Oversimplifying Search

“SEARCH IS TOO HARD.” I hear this lament from librarians trying to teach students the intricacies of searching the many databases mounted on a plethora of platforms to which their libraries subscribe. I also hear it from enterprise search professionals charged with putting in place an internal search system to meet all the information needs of the employees of their organizations. I rarely hear it from people embarking on a Google search.

“Why can’t all search be just like Google?” is the other refrain that frequently follows the complaint about search being too hard. Just give me that single search box. Forget all those facets to refine my search strategy. Boolean search operators just get in the way. Using synonyms, understanding controlled vocabulary, and limiting by date? Fiddlesticks. That’s too complicated. We need to simplify search.

It sounds wonderful, doesn’t it? One search box, one set of protocols, one intuitive interpretation of what you’re searching for. You can practically see Henry David Thoreau over there at Walden Pond nodding in agreement, with his signature plea to “Simplify, simplify, simplify.”

There’s only one problem. It won’t work. A single search box to search across all possible databases, webpages, and information resources is impractical. Content is not linear in design. Information architecture flows from a variety of factors, not the least of which is internal structure. One search box to rule them all cannot ac count for the vagaries of newspaper reporting versus scholarly articles versus legal documents versus statistical tables versus. … Well, I could go on, but you get the picture. And that’s structured information. How would one search box also handle unstructured data such as that found in social media, emails, and text messages?

Technology is stumbling its way toward solutions. Machine learning and deep text analysis are two AI technologies making impressive inroads on the single search box mentality. But they are encountering criticism as well. Bias in training sets is often completely unnoticed by those choosing the training sets, who are predominantly white and male. When the data used to train AI systems is flawed, the end result is flawed as well.

Machine learning tends to favor the popular. Although deep text analysis in humanities and social science research is producing valuable new insights from old information, in other aspects of library reference and information services work, it is “long tail,” hidden, and not widely searched information that has value.

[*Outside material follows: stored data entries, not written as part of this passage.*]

PR #810, opened 2022-03-16
z hexbins

Fil:
(includes the sort by r branch #808)

inlines an optimized version of hexbin

Capture d’écran 2022-03-16 à 13 51 15


src/marks/hexgrid.js
```diff
@@ -8,23 +8,23 @@ const defaults = {
   ariaLabel: "hexgrid",
   fill: "none",
   stroke: "currentColor",
-  strokeOpacity: 0.1
+  strokeWidth: 0.1
```
mbostock, line 11: I designed this to match the default axis grid.

mbostock:

src/transforms/hexbin.js
```diff
@@ -10,52 +11,99 @@ import {hasOutput, maybeOutputs} from "./group.js";
...
+      if (setGS) setGS(valueof(data, vstroke));
+      if (setGZ) setGZ(valueof(data, z));
+      for (const o of outputs) o.initialize(data);
       if (X === undefined) throw new Error("missing channel: x");
       if (Y === undefined) throw new Error("missing channel: y");
-      X = X.value;
-      Y = Y.value;
-      const binsof = Hexbin().x(i => x(X[i]) - ox).y(i => y(Y[i]) - oy).radius(radius * sqrt4_3);
+      X = X.value.map(x);
+      Y = Y.value.map(y);
```
mbostock, line 46: It isn’t safe to use X.value.map here because _array_.map returns the same type of _array_ which may be a typed array such as Uint8Array. Or to put it another way, X.value is in data space, whereas the result of applying the _x_ scale is in screen space and can be any number (such as Float64Array).

PR #814, opened 2022-03-17
the Plot.stack offset option can be a function

Fil:
use case: diverging semantic bars following a Likert scale
see https://talk.observablehq.com/t/diverging-stacked-bar-chart-in-plot/6028

Capture d’écran 2022-03-17 à 16 35 10


README.md
```diff
@@ -1866,6 +1866,7 @@ After all values have been stacked from zero, an optional **offset** can be appl
 - *expand* (or *normalize*) - rescale each stack to fill [0, 1]
 - *center* (or *silhouette*) - align the centers of all stacks
 - *wiggle* - translate stacks to minimize apparent movement
+- a function that receives as arguments a nested index of stacks, the X1 and X2 arrays (resp. Y1 and Y2 for stackY), and Z, and can modify X1 and X2, typically by subtracting the same offset from each of the X1 and X2 values that pertain to a stack.
```
mbostock, line 1869: I’d like this bulleted list to fit on one line. Can you use a short description here, and move the longer description to the paragraph below that talks about offsets? E.g., “If *offset* is a function, blah blah blah.” We use this style elsewhere in the README if you want to find precedent.

mbostock (commented):
I like this.

I also wonder if we should have a _diverging_ offset, where the _z_ channel is defined as -2, -1, 0, 1, 2, etc. values, and then you can set the order to _z_, too, and not need any custom code to do this.

Fil:
I wonder if allowing the user to mutate values in-place is the correct API here. Maybe when it's a function we want them to return [X1, X2]?

mbostock:
> I wonder if allowing the user to mutate values in-place is the correct API here.

I had the same thought. For precedent, you could take a look at the map transform: when the map is implemented a function, it returns an array of values:

https://github.com/observablehq/plot/blob/66142e2c096439cffea0ed390de13c6cf1545388/src/transforms/map.js#L60

However if the map is implemented a map object with a map method, we use mutation by assigning to the passed `T` array:

https://github.com/observablehq/plot/blob/66142e2c096439cffea0ed390de13c6cf1545388/src/transforms/map.js#L67-L72

Also d3-shape’s _stack_.offset uses mutation:

https://github.com/d3/d3-shape/blob/main/README.md#stack_offset

I think mutation is fine here, mostly because it feels like a pretty low-level API already given the arguments.

mbostock (approved):
I refactored the example to make it easier to reuse this technique. (I expect in the future we could make these even easier with a new option for the stack transform, but this is fine for now.)

I also switched the dataset to CSV and added attribution.

PR #815, opened 2022-03-18
dodge compact

Fil:
the "compact" option applies a force simulation after dodge (thus benefitting from a good initial position); 

Capture d’écran 2022-03-18 à 11 04 03

(Not considering this for integration yet, but just to show how we could expand on dodge in the future)


mbostock:
I don’t think we should offer this option as it makes the position encoding inaccurate.

Fil:
Another drawback is the performance/convergence issue when there are thousands of dots. But I like the aesthetic, and in some cases when the *x* value is the product of a fuzzy measurement, it doesn't matter that the position is not exact. So, maybe I'll provide this as a plugin :)

PR #818, opened 2022-03-22
exploring initializers composition

Fil:
1. Plot.selectFirst should be able to select the first hexbin
3. Plot.hexbin should be able to operate on scaled X and Y channels

Note: I've also tested merging this branch with `fil/reinitialize-dodge` and composing Plot.hexbin (Plot.dodgeX(…)).


mbostock (commented):
Do we need to implement initializer composition within the basic transform helper? My impression is that could be implemented in a separate helper like we did before. The `basic` transform helper could still check that the incoming _initialize_ option is nullish and error if any transform is specified.

mbostock:
I don’t see the problem. The hexbin transform will declare both a transform (data transform) and an initializer (channel transform); the former will error if there’s already an initializer declared. If someone tries to declare another transform (data transform) after the hexbin transform, that will also error because the hexbin transform declared an initializer.

Fil:
A concrete use case would be Plot.hexbin + Plot.dodgeY (which may or may not make sense).

Capture d’écran 2022-03-23 à 17 50 38

Maybe the problem here is that Plot.hexbin uses a data transform to initialize its reducers—it could probably do this in the initializer part of the code instead.

I'm also starting to get lost between all the branches I have opened :)

mbostock:
Okay, done in 42ac4f08093c5819e9fa2dcecf3e09e12785990e. Seem good?

Fil:
yes!

src/transforms/hexbin.js
```diff
@@ -22,10 +23,11 @@ function hexbinn(outputs, {radius = 10, ...options}) {
     ...basic(options, (data, facets) => {
       for (const o of outputs) o.initialize(data);
       return {data, facets};
-    }),
-    initialize(facets, {x: X, y: Y}, {x, y}) {
+    }, (facets, {x: X, y: Y}, scales) => {
       if (X === undefined) throw new Error("missing channel: x");
       if (Y === undefined) throw new Error("missing channel: y");
+      const x = X.scale !== undefined ? scales[X.scale] : identity.transform;
+      const y = Y.scale !== undefined ? scales[Y.scale] : identity.transform;
```
mbostock, line 30: This is fixing the behavior of the hexbin transform when identity scales are used?

mbostock: Actually, no, since we still have scale objects when position scales use the identity scale type…

So this is instead respecting the incoming channel’s scale definition, rather than assuming that the _x_ channel is bound to the _x_ scale and the _y_ channel is bound to the _y_ scale. That’s interesting and I hadn’t considered that possibility; all the built-in marks bind _x_ and _y_ to the corresponding scales, but it is theoretically possible for a custom mark not too.

Fil: yes, that's for when you compose layouts, and the previous layout has returned channels that are already scaled. Typically hexbin + dodgeY leads to this situation.

mbostock: Aha. Thanks for the context.

mbostock:

PR #819, opened 2022-03-22
document layouts (as "scale-aware transforms")

Fil:
covers dodge (#809), hexbin (#810)

PR #823, opened 2022-03-24
reinitialize

Fil:
merges on #801:
- #809 
- #810
- #819
- #818  (in a simpler version that doesn't mix data transforms and channel transforms)

This is mainly in order to test the composition of channel transforms (wanted to have both hexbin and dodge in the same branch). My goal is also to have a base on which to build new channel transforms.


Fil:
Wondering if we should not merge new channels with the old channels when doing composition?

Fil:
the composition is not fully working…

Fil:
Another example of something we can only do with reinitializer:

Capture d’écran 2022-03-30 à 13 58 40

Capture d’écran 2022-03-30 à 13 59 47


We need to be able to read in the x and y scales, the compute all the numbers on the cross-domain x⨂y, then create the color scale (and associated legend).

Certainly, some of the complexity of search can be alleviated by machine learning. Given millions of searches and an analysis of what searchers clicked on, the ability of a search engine to identify synonyms and related terms is enhanced to the point that searchers no longer need to create long OR strings. Disambiguation based on personalization signals vastly increases relevancy.

Will we ever have a single interface to all knowledge? I doubt it very much. I’d prefer that information professionals help their clients realize that not everything has an easy answer, that complexity is intrinsic to research, and that human curation and evaluation can’t be achieved by a single search box.